• **Material to process**:
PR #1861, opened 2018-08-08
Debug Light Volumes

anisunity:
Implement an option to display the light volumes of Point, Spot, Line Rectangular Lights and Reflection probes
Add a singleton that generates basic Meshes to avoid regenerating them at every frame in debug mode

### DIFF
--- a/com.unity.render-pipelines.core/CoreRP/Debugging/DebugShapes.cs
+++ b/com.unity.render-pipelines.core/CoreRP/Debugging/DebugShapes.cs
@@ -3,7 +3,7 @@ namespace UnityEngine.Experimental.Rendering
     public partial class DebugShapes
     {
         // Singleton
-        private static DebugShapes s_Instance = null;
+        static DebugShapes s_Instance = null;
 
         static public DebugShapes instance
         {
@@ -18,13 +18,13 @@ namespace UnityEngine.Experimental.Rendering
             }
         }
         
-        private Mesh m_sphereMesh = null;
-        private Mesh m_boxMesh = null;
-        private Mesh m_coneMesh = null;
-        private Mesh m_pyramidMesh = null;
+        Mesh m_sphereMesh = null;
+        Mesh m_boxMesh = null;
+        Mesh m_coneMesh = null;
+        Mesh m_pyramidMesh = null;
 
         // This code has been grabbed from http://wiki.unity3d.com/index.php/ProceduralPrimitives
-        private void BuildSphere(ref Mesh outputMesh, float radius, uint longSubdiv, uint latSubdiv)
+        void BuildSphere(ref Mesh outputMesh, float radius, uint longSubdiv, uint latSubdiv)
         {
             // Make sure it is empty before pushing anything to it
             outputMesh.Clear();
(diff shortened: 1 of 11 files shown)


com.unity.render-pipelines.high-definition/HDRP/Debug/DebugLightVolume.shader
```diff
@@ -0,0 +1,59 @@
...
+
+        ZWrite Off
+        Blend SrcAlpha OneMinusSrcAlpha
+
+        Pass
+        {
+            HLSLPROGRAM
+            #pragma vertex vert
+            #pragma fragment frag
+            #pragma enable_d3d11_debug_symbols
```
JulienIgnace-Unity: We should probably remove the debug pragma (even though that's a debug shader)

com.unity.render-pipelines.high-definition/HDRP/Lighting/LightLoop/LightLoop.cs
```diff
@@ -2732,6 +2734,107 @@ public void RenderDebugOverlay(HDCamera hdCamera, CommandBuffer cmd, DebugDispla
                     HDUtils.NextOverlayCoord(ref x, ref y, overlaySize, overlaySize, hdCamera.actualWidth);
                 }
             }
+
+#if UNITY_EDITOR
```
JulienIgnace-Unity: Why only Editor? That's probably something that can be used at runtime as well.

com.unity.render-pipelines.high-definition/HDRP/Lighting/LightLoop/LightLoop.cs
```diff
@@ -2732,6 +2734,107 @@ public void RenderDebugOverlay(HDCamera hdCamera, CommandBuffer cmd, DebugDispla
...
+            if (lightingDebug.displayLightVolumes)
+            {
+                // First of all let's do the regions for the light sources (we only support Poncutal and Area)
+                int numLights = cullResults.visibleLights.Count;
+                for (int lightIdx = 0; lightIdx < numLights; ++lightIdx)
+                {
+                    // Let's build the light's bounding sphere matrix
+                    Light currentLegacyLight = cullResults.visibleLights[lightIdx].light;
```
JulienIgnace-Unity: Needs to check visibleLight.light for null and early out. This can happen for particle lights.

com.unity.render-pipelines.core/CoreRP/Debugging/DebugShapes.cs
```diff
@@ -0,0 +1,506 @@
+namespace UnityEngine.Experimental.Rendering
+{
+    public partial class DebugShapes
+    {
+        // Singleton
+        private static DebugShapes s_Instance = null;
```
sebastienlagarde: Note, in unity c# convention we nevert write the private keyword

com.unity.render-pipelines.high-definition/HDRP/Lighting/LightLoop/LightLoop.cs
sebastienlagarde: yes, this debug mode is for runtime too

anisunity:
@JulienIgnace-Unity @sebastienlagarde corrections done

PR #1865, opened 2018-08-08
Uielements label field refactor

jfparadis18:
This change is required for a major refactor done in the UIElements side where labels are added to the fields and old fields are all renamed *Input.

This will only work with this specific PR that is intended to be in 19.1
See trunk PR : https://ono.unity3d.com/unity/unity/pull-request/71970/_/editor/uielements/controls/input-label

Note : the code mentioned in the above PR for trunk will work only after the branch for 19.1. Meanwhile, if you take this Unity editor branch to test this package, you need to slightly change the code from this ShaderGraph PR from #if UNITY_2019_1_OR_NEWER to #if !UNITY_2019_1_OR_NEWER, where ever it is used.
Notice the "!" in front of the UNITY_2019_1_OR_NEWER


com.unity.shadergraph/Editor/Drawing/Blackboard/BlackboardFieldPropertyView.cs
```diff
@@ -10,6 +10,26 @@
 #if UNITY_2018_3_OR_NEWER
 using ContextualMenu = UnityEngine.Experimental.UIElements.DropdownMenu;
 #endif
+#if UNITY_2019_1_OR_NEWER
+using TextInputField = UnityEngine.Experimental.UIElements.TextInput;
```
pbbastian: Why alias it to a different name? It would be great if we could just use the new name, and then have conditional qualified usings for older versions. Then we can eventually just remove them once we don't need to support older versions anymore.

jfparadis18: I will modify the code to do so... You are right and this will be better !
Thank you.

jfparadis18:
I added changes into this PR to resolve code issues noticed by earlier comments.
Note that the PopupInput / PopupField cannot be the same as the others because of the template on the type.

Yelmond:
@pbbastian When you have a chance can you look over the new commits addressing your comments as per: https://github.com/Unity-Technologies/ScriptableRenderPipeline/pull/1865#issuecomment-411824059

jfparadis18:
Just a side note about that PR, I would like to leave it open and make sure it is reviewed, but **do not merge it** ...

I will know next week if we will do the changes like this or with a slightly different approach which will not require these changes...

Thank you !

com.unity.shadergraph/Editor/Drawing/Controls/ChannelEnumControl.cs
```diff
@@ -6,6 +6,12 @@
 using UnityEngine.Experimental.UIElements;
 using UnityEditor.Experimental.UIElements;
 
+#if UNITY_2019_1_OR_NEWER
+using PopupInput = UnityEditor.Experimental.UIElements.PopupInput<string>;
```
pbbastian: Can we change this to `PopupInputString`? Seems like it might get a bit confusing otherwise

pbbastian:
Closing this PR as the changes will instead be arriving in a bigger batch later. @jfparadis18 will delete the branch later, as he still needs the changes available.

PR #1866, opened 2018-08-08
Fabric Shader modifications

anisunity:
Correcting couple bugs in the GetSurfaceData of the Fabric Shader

• **What to work on**: Copy the data exactly as it was presented.

• **Task solution**:
PR #1861, opened 2018-08-08
Debug Light Volumes

anisunity:
Implement an option to display the light volumes of Point, Spot, Line Rectangular Lights and Reflection probes
Add a singleton that generates basic Meshes to avoid regenerating them at every frame in debug mode

### DIFF
--- a/com.unity.render-pipelines.core/CoreRP/Debugging/DebugShapes.cs
+++ b/com.unity.render-pipelines.core/CoreRP/Debugging/DebugShapes.cs
@@ -3,7 +3,7 @@ namespace UnityEngine.Experimental.Rendering
     public partial class DebugShapes
     {
         // Singleton
-        private static DebugShapes s_Instance = null;
+        static DebugShapes s_Instance = null;
 
         static public DebugShapes instance
         {
@@ -18,13 +18,13 @@ namespace UnityEngine.Experimental.Rendering
             }
         }
         
-        private Mesh m_sphereMesh = null;
-        private Mesh m_boxMesh = null;
-        private Mesh m_coneMesh = null;
-        private Mesh m_pyramidMesh = null;
+        Mesh m_sphereMesh = null;
+        Mesh m_boxMesh = null;
+        Mesh m_coneMesh = null;
+        Mesh m_pyramidMesh = null;
 
         // This code has been grabbed from http://wiki.unity3d.com/index.php/ProceduralPrimitives
-        private void BuildSphere(ref Mesh outputMesh, float radius, uint longSubdiv, uint latSubdiv)
+        void BuildSphere(ref Mesh outputMesh, float radius, uint longSubdiv, uint latSubdiv)
         {
             // Make sure it is empty before pushing anything to it
             outputMesh.Clear();
(diff shortened: 1 of 11 files shown)


com.unity.render-pipelines.high-definition/HDRP/Debug/DebugLightVolume.shader
```diff
@@ -0,0 +1,59 @@
...
+
+        ZWrite Off
+        Blend SrcAlpha OneMinusSrcAlpha
+
+        Pass
+        {
+            HLSLPROGRAM
+            #pragma vertex vert
+            #pragma fragment frag
+            #pragma enable_d3d11_debug_symbols
```
JulienIgnace-Unity: We should probably remove the debug pragma (even though that's a debug shader)

com.unity.render-pipelines.high-definition/HDRP/Lighting/LightLoop/LightLoop.cs
```diff
@@ -2732,6 +2734,107 @@ public void RenderDebugOverlay(HDCamera hdCamera, CommandBuffer cmd, DebugDispla
                     HDUtils.NextOverlayCoord(ref x, ref y, overlaySize, overlaySize, hdCamera.actualWidth);
                 }
             }
+
+#if UNITY_EDITOR
```
JulienIgnace-Unity: Why only Editor? That's probably something that can be used at runtime as well.

com.unity.render-pipelines.high-definition/HDRP/Lighting/LightLoop/LightLoop.cs
```diff
@@ -2732,6 +2734,107 @@ public void RenderDebugOverlay(HDCamera hdCamera, CommandBuffer cmd, DebugDispla
...
+            if (lightingDebug.displayLightVolumes)
+            {
+                // First of all let's do the regions for the light sources (we only support Poncutal and Area)
+                int numLights = cullResults.visibleLights.Count;
+                for (int lightIdx = 0; lightIdx < numLights; ++lightIdx)
+                {
+                    // Let's build the light's bounding sphere matrix
+                    Light currentLegacyLight = cullResults.visibleLights[lightIdx].light;
```
JulienIgnace-Unity: Needs to check visibleLight.light for null and early out. This can happen for particle lights.

com.unity.render-pipelines.core/CoreRP/Debugging/DebugShapes.cs
```diff
@@ -0,0 +1,506 @@
+namespace UnityEngine.Experimental.Rendering
+{
+    public partial class DebugShapes
+    {
+        // Singleton
+        private static DebugShapes s_Instance = null;
```
sebastienlagarde: Note, in unity c# convention we nevert write the private keyword

com.unity.render-pipelines.high-definition/HDRP/Lighting/LightLoop/LightLoop.cs
sebastienlagarde: yes, this debug mode is for runtime too

anisunity:
@JulienIgnace-Unity @sebastienlagarde corrections done

PR #1865, opened 2018-08-08
Uielements label field refactor

jfparadis18:
This change is required for a major refactor done in the UIElements side where labels are added to the fields and old fields are all renamed *Input.

This will only work with this specific PR that is intended to be in 19.1
See trunk PR : https://ono.unity3d.com/unity/unity/pull-request/71970/_/editor/uielements/controls/input-label

Note : the code mentioned in the above PR for trunk will work only after the branch for 19.1. Meanwhile, if you take this Unity editor branch to test this package, you need to slightly change the code from this ShaderGraph PR from #if UNITY_2019_1_OR_NEWER to #if !UNITY_2019_1_OR_NEWER, where ever it is used.
Notice the "!" in front of the UNITY_2019_1_OR_NEWER


com.unity.shadergraph/Editor/Drawing/Blackboard/BlackboardFieldPropertyView.cs
```diff
@@ -10,6 +10,26 @@
 #if UNITY_2018_3_OR_NEWER
 using ContextualMenu = UnityEngine.Experimental.UIElements.DropdownMenu;
 #endif
+#if UNITY_2019_1_OR_NEWER
+using TextInputField = UnityEngine.Experimental.UIElements.TextInput;
```
pbbastian: Why alias it to a different name? It would be great if we could just use the new name, and then have conditional qualified usings for older versions. Then we can eventually just remove them once we don't need to support older versions anymore.

jfparadis18: I will modify the code to do so... You are right and this will be better !
Thank you.

jfparadis18:
I added changes into this PR to resolve code issues noticed by earlier comments.
Note that the PopupInput / PopupField cannot be the same as the others because of the template on the type.

Yelmond:
@pbbastian When you have a chance can you look over the new commits addressing your comments as per: https://github.com/Unity-Technologies/ScriptableRenderPipeline/pull/1865#issuecomment-411824059

jfparadis18:
Just a side note about that PR, I would like to leave it open and make sure it is reviewed, but **do not merge it** ...

I will know next week if we will do the changes like this or with a slightly different approach which will not require these changes...

Thank you !

com.unity.shadergraph/Editor/Drawing/Controls/ChannelEnumControl.cs
```diff
@@ -6,6 +6,12 @@
 using UnityEngine.Experimental.UIElements;
 using UnityEditor.Experimental.UIElements;
 
+#if UNITY_2019_1_OR_NEWER
+using PopupInput = UnityEditor.Experimental.UIElements.PopupInput<string>;
```
pbbastian: Can we change this to `PopupInputString`? Seems like it might get a bit confusing otherwise

pbbastian:
Closing this PR as the changes will instead be arriving in a bigger batch later. @jfparadis18 will delete the branch later, as he still needs the changes available.

PR #1866, opened 2018-08-08
Fabric Shader modifications

anisunity:
Correcting couple bugs in the GetSurfaceData of the Fabric Shader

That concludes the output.